As the COVID-19 pandemic shows no evidence of slowing down, many cancer surgeons worldwide have begun to devise models to aid with the prioritization of canceled (backlog) elective and upcoming cancer surgeries. Researchers have also strongly advised conducting COVID-19 testing at various time points before and after any surgical procedures with the aim of minimizing the risk of COVID-19—related mortality peri- and postoperatively, particularly in high-risk patients undergoing major surgeries. Thus, in most ways, it can be argued that elective surgeries on non-COVID patients are burdened similarly to those with COVID-19, by increasing waiting times and costs.
The SWALIS 2020 Model
In 2009, the SWALIS prioritization model was developed “to implicit urgency criteria, time-based priority-based scheduling, and waiting list measuring indexes.” During the 2020 European Society of Surgical Oncology (ESSO)’s annual meeting, speaker and scientist, Roberto Valente, MD, Ph.D., who was involved in modifying this model, shared their findings from implementing it in Spring 2020 to prioritize elective surgery throughout and beyond the COVID-19 pandemic in Italy.
The SWALIS 2020 is a ‘software-aided inter-hospital multidisciplinary pathway’ that dynamically reorders the surgical waiting list for cancer patients from least to most urgent in real-time, thereby ensuring priority-based surgical access and scheduling for past, present, and incoming patients.

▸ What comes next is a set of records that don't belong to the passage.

Issue #4775, opened 2026-08-21
[Chat v1 P5] Encrypted replaceable offline read cache


CompleteDotTech:
# [Chat v1 P5] Encrypted replaceable offline read cache

Implement an AES-GCM, keychain-derived, versioned, instance-scoped read cache with atomic replacement, caps, migration, and explicit corruption diagnostics.

Owner repository: OpenCoven/chat
Execution lane: chat-native-frontend
Plan of record: OpenCoven/chat/docs/superpowers/plans/2026-08-15-phase-5-native-lifecycle-offline-sdk-tooling.md

Deliverables:
- Encrypted cache envelope and Rust read/write/clear commands.
- Instance ID, revision, timestamp, schema version, and size bounds.
- Explicit purge/reset path for incompatible or undecryptable entries.

Acceptance criteria:
- Offline mode is read-only and clearly labeled.
- Secrets and attachment bytes are absent from cache files.
- A different Cave instance never receives another instance's cache as current data.

## Bead metadata

- **Bead ID:** `cave-f1k8n`

- **Status:** open

- **Priority:** P1

- **Surface:** Desktop

- **Authoritative owner:** Unassigned

- **Labels:** `area:offline-cache`, `phase:5`, `program:chat-v1`, `repo:chat`, `surface:desktop`, `verification-required`

- **Parent:** None

- **Dependencies:** `cave-gylsl`, `cave-0567z`

## Source of truth

Beads is authoritative. This draft card is a GitHub Teamwork visibility mirror and should be reconciled from the Bead rather than edited as an independent task.

BunsDev:
Closing this accidental repository-issue conversion. The canonical task remains the Bead mirrored as a draft card on the Teamwork project; Beads remains the source of truth.

PR #4786, opened 2026-08-21
Encrypted replaceable offline read cache (cave-f1k8n)

CompleteDotTech:
Closes the cache half of #4775 (bead `cave-f1k8n`, Chat v1 P5).

## Why

Chat's only cache is in memory — `src/lib/conversation-cache.ts` keeps the last few payloads so switching threads doesn't flash a skeleton, and it dies with the window. A Cave whose daemon is down therefore shows an empty room rather than the history it loaded five minutes ago. This adds the durable tier underneath it.

## What the format guarantees

`src-tauri/src/offline_cache.rs` writes one AES-256-GCM envelope per entry:

```
magic          8 bytes   b"CVOFFL01"
header_len     4 bytes   u32
header         N bytes   JSON, authenticated (AAD) but not encrypted
ciphertext     rest      AES-256-GCM(payload)
```

- **The key never touches disk.** HKDF-SHA256 over a 32-byte root secret held in the OS keychain, salted with the instance id and bound by the hashed `scope`/`key` pair. Moving a file to another name, scope, or instance directory makes it undecryptable rather than merely mislabelled.
- **Nothing identifying is in plaintext.** Scope and key are hashed before they reach the filesystem, so a file discloses neither its contents nor its subject. A test asserts the stored bytes contain neither the payload, the key, nor the scope.
- **A different instance is never served as current data.** The instance id is in the authenticated header *and* is the HKDF salt, so a foreign entry fails both checks.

There are three main stages to this dynamic scheduling:
- Clinical triage assessed using patient clinical history, pre-administrative information, clinical urgency, and demand modulation
- Prioritization and selection calculated by dividing the maximum by the actual waiting time for that patient
- Timely allocation of the surgery computed by the expected priority and weekly forecasted capacity demand
SWALIS 2020 uses these three steps to automatically allocate resources on the basis of oncological demand and significantly reduces the timeframe from consult to surgery by autonomously putting together an MDT for the patient, allowing hospitals adopting SWALIS 2020 to rapidly respond to the patients’ needs depending on the level of surgical urgency. Data shows that these three urgency categories were most commonly used to classify tumor progression when using the SWALIS 2020 model during the pandemic: A1 – 15 days (certain rapid disease progression), A2 – 21 days (probably progression), and A3 – 30 days (potential progression).
The results following the SWALIS 2020 feasibility phase (n=55 patients) showed that 240 referrals were successfully prioritized using this model without any major criticalities. Additionally, when researchers monitored the waiting time data for patients and operation theatre allocation for surgeons, they found that 222 cancer patients underwent surgery without related complications or delayed discharges. These results allowed Dr. Valente and his team to objectively quantify the effectiveness of the SWALIS 2020 model—it was 88.7% effective in week 1, then persistently 100% effective during the remainder of the phase. Even at a 30% or lower capacity, this model can consistently and smoothly manage active and backlogged waiting lists, making it one of the first autonomic models for dynamic patient scheduling. Dr. Valente and his team concluded that the SWALIS 2020 model for dynamic patient scheduling was effectively optimizing oncological surgeries based on urgency. The success of this early pilot study paves the way for future collaboration to create an effective dynamic waiting list and surgical scheduling platform during the next phase of the pandemic.
While health care professionals may argue that the change in cancer surgical oncology catalyzed by the ongoing COVID-19 pandemic is disruptive, scientists and researchers strongly believe that this reshaping will vastly improve the future of cancer care and strengthen the health economy. One could make the argument that this restructuring is necessary for improving patient outcomes and facilitating patient care. Consequently, many automated models similar to SWALIS 2020, which create waiting lists and guide elective prioritization, are being developed to fundamentally alter the field of surgical oncology for the better.